» Task input
+===+

PR #8979, opened 2023-11-06
fix(logging): added marshalling methods for proto fields in structuredLogEntry

### LINKED ISSUE #7785: logging: aoid json.marshall for proto objects
Error report:

> one of our static analysis tools found a bug in PR https://github.com/googleapis/google-cloud-go/pull/7083
> 
> The error message is
> 
>   > do not call encoding/json.Marshal on composite types containing protobuf message types
> 
> The explanation is [go/goprotoapi-findings#message-goreflect-json](https://goto.google.com/goprotoapi-findings#message-goreflect-json)
> 
> The line in question is https://github.com/googleapis/google-cloud-go/blob/69eedabcac1a96286d0007b27f27cc61c5e4b26e/logging/logging.go#L980
> It might be a false positive but you should probably take a look.

It appears that we need to write custom `MarshalJSON` functions for the proto types that make up `structuredLogEntry`

gkevinzheng:
Fixes #7785 while still maintaining camelCase keys when marshalling proto objects.


logging/logging.go
```diff
@@ -967,65 +968,70 @@ func toLogEntryInternalImpl(e Entry, l *Logger, parent string, skipLevels int) (
...
-	Labels         map[string]string             `json:"logging.googleapis.com/labels,omitempty"`
-	InsertID       string                        `json:"logging.googleapis.com/insertId,omitempty"`
-	Operation      *logpb.LogEntryOperation      `json:"logging.googleapis.com/operation,omitempty"`
-	SourceLocation *logpb.LogEntrySourceLocation `json:"logging.googleapis.com/sourceLocation,omitempty"`
-	SpanID         string                        `json:"logging.googleapis.com/spanId,omitempty"`
-	Trace          string                        `json:"logging.googleapis.com/trace,omitempty"`
-	TraceSampled   bool                          `json:"logging.googleapis.com/trace_sampled,omitempty"`
+	Message        json.RawMessage                   `json:"message"`
+	Severity       string                            `json:"severity,omitempty"`
+	HTTPRequest    *structuredLogEntryHTTPRequest    `json:"httpRequest,omitempty"`
```
bhshkh, line 973: Since datatype of HTTPRequest is being changed, this can be a breaking change if the user is able to access this field. I see that structuredLogEntry type itself is unexported. So, it is highly unlikely but please recheck the rest of the logging code to ensure the same.

bhshkh (approved):

daniel-sanche (approved):
LGTM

+===+

» Your goal
Please return the lines above that run from the line containing "The line in" to the line containing "It appears that", inclusive, exactly and with no other lines.

» The answer
> The line in question is https://github.com/googleapis/google-cloud-go/blob/69eedabcac1a96286d0007b27f27cc61c5e4b26e/logging/logging.go#L980
> It might be a false positive but you should probably take a look.

It appears that we need to write custom `MarshalJSON` functions for the proto types that make up `structuredLogEntry`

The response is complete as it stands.